Extract each line from the entries below that has the string "html" in it.
- Opening Delimiter -
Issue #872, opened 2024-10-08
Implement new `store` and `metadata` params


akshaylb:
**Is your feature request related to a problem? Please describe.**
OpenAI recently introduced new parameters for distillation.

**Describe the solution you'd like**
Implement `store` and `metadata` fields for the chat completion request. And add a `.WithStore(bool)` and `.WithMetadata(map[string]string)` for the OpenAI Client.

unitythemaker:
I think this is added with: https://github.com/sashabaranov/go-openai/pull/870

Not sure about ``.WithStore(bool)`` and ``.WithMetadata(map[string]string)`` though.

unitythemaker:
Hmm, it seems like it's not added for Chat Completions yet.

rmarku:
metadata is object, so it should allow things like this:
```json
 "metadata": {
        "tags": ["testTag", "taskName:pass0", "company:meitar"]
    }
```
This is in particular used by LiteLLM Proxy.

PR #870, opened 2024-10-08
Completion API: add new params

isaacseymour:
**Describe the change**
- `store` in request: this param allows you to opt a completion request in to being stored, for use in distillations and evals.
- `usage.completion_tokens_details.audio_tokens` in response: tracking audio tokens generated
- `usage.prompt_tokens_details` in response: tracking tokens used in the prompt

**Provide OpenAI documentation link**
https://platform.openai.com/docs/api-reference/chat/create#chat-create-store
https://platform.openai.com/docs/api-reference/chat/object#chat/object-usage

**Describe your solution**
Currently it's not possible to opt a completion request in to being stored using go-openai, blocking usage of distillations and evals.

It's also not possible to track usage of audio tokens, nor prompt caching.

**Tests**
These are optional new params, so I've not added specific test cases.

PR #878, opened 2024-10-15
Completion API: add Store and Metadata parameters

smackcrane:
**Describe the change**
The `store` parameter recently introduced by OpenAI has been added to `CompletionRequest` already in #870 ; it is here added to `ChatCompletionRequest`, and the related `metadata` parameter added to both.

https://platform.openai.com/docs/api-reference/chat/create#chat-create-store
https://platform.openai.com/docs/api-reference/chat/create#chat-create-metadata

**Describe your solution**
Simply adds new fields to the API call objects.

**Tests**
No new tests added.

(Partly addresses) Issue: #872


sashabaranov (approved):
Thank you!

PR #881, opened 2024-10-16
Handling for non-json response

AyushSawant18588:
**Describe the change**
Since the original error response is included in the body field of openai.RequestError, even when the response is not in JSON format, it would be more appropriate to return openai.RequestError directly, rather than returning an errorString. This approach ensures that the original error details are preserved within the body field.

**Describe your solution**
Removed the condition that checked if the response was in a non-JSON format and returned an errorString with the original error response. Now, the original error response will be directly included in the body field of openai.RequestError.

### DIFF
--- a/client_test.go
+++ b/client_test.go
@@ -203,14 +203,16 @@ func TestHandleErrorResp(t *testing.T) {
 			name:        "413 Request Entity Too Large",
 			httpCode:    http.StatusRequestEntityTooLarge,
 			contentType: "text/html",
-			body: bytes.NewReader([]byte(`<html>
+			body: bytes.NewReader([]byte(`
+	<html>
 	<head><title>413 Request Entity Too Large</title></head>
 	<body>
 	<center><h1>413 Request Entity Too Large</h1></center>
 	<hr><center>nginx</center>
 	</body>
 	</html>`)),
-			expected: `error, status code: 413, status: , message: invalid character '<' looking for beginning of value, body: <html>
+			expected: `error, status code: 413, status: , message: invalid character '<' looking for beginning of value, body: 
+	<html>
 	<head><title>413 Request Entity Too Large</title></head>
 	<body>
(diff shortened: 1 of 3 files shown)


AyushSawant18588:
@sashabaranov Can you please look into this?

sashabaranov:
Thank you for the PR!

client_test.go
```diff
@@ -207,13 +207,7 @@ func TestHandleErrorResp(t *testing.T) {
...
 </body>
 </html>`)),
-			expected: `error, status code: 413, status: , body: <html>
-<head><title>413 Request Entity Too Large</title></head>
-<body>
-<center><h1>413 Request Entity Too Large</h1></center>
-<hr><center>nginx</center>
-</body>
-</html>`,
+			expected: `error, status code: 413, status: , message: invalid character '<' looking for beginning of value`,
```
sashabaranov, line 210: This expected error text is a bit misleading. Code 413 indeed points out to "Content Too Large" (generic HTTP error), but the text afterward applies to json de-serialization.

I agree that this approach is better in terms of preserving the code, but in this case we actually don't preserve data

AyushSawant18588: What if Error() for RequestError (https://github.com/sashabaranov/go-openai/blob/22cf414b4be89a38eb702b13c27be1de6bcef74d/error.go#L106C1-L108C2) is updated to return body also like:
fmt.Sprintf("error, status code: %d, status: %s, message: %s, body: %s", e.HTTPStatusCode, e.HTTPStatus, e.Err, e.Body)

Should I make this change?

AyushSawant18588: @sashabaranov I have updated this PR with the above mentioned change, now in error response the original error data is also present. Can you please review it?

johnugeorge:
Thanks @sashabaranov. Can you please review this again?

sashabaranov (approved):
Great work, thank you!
- Closing Delimiter -
- Opening Delimiter -
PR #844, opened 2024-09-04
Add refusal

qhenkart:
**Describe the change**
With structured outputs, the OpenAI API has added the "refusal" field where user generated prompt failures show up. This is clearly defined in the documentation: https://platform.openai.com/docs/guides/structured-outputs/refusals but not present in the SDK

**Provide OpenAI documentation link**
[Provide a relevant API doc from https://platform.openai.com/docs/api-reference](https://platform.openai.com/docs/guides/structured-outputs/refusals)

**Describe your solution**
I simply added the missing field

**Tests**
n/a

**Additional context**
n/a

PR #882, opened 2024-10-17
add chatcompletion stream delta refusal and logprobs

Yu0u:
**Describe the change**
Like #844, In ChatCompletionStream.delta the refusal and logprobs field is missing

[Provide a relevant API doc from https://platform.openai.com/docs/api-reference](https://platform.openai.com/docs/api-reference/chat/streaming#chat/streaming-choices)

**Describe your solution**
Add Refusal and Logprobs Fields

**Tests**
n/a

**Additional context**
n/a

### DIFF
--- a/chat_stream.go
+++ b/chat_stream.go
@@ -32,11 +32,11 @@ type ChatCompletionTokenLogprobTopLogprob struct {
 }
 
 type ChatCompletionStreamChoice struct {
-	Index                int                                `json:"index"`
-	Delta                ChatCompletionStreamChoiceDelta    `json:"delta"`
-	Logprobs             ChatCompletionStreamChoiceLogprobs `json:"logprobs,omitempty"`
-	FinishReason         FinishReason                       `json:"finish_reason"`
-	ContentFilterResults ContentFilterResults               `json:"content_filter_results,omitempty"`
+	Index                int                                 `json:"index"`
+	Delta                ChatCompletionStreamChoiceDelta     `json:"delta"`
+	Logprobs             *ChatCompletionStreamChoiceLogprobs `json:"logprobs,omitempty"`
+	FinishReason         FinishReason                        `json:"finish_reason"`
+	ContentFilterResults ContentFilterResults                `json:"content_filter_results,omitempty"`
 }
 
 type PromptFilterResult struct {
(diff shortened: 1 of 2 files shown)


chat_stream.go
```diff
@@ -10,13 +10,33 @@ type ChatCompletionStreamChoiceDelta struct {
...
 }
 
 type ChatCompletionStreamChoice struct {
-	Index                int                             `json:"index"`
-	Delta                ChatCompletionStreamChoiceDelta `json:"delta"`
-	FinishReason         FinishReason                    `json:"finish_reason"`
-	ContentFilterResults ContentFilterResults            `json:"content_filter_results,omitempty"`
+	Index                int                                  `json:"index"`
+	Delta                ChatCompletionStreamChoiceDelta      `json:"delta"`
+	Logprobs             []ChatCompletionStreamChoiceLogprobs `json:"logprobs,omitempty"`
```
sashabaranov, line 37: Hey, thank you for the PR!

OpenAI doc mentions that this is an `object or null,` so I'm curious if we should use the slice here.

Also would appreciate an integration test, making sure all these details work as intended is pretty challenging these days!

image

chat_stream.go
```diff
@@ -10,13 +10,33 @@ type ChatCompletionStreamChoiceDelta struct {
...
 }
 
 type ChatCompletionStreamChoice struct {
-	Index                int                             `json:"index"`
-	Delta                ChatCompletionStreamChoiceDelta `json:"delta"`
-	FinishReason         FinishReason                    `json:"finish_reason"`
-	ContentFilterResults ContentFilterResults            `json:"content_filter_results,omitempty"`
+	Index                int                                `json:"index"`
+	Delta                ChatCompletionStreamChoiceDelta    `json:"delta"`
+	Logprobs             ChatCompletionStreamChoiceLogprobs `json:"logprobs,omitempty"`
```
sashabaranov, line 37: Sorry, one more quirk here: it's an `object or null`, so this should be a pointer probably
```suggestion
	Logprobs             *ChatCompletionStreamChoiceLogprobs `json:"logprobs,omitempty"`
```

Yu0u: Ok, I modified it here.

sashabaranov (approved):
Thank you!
- Closing Delimiter -
• [Solution below]
 			contentType: "text/html",
-			body: bytes.NewReader([]byte(`<html>
+	<html>
 	</html>`)),
-			expected: `error, status code: 413, status: , message: invalid character '<' looking for beginning of value, body: <html>
+	<html>
 </html>`)),
-			expected: `error, status code: 413, status: , body: <html>
-</html>`,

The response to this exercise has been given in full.